▸ **EXERCISE INSTRUCTIONS**: Go through the listing below and list every line with "informative".

▸ **RECORDS SUPPLIED**:
* * * * *

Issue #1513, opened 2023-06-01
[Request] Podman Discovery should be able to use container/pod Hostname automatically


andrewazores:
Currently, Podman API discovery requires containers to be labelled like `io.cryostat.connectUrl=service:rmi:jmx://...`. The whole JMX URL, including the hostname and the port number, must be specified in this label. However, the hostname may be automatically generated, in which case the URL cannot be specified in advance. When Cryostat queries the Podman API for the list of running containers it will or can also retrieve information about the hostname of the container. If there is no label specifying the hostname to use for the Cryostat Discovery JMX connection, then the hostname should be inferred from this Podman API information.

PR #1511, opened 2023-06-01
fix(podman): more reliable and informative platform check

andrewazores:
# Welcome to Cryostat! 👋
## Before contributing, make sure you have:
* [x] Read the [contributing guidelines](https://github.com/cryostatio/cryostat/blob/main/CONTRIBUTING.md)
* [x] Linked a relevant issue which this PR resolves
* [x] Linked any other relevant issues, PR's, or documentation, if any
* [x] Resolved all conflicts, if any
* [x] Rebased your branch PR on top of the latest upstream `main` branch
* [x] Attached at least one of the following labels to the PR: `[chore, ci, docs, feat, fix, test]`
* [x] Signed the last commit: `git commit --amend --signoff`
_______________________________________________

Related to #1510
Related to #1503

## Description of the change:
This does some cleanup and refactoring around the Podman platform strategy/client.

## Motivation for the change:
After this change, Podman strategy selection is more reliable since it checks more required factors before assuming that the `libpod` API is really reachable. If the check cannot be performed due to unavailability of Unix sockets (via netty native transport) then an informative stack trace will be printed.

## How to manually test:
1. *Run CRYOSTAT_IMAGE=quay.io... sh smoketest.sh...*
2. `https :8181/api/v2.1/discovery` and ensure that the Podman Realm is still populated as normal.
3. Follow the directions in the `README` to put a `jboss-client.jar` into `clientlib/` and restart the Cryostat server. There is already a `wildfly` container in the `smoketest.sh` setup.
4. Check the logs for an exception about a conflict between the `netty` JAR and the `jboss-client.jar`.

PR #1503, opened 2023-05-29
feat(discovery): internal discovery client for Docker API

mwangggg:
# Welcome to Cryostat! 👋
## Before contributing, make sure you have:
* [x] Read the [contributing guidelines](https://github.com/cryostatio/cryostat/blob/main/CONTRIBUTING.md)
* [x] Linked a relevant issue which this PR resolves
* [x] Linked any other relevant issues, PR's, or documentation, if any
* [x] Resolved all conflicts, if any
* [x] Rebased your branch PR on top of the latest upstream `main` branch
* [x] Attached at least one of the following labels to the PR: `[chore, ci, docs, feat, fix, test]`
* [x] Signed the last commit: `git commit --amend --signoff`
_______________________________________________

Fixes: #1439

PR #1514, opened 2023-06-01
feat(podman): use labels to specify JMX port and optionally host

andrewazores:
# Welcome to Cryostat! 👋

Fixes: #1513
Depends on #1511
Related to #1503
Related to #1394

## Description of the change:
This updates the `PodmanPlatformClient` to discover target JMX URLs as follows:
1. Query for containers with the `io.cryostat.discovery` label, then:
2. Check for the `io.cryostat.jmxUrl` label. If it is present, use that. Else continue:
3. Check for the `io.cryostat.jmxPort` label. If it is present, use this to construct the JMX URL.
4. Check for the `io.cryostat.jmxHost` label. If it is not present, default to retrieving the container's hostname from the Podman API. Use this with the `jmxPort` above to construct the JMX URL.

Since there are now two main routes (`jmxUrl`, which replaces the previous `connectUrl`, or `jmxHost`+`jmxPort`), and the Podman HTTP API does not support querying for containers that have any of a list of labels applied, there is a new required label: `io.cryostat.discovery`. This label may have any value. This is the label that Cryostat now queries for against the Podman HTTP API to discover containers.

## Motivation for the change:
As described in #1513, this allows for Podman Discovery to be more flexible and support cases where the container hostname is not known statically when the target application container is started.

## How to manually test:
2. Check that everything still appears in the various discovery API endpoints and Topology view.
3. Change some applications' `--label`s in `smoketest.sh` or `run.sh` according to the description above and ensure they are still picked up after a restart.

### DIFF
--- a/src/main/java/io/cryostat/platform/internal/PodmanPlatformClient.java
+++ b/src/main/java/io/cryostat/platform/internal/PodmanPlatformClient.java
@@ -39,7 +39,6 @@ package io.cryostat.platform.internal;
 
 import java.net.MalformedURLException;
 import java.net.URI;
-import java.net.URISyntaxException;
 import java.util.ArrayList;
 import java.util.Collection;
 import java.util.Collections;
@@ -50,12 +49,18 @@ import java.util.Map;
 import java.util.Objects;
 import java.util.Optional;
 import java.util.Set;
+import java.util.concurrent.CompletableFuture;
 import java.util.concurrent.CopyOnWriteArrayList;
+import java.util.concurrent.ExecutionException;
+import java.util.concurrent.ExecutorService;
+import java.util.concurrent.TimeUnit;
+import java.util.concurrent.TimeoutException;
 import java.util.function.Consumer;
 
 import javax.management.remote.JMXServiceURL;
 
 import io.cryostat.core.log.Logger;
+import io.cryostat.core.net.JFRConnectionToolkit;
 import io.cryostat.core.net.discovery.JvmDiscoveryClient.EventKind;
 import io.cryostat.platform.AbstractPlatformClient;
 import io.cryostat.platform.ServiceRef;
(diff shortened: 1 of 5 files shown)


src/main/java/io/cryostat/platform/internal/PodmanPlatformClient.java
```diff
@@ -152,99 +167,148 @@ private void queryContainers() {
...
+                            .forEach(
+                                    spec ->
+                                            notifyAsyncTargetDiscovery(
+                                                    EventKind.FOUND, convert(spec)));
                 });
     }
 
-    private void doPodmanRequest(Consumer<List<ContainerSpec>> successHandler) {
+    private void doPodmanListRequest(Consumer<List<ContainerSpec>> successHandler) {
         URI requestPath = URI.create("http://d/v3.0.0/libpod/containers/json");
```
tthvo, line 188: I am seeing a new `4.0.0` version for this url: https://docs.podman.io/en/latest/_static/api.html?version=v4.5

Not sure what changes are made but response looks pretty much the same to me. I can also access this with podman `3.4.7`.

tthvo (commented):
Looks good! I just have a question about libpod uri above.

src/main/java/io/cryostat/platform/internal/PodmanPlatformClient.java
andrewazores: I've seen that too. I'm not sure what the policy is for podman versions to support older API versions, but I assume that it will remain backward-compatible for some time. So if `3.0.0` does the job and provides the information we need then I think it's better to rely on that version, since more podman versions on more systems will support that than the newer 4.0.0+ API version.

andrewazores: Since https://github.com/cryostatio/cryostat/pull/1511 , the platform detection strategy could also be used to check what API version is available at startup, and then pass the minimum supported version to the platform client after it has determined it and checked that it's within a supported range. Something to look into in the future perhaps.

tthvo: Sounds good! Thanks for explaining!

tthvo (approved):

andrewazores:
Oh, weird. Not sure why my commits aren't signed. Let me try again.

* * * * *

▸ **YOUR SOLUTION**:
fix(podman): more reliable and informative platform check
After this change, Podman strategy selection is more reliable since it checks more required factors before assuming that the `libpod` API is really reachable. If the check cannot be performed due to unavailability of Unix sockets (via netty native transport) then an informative stack trace will be printed.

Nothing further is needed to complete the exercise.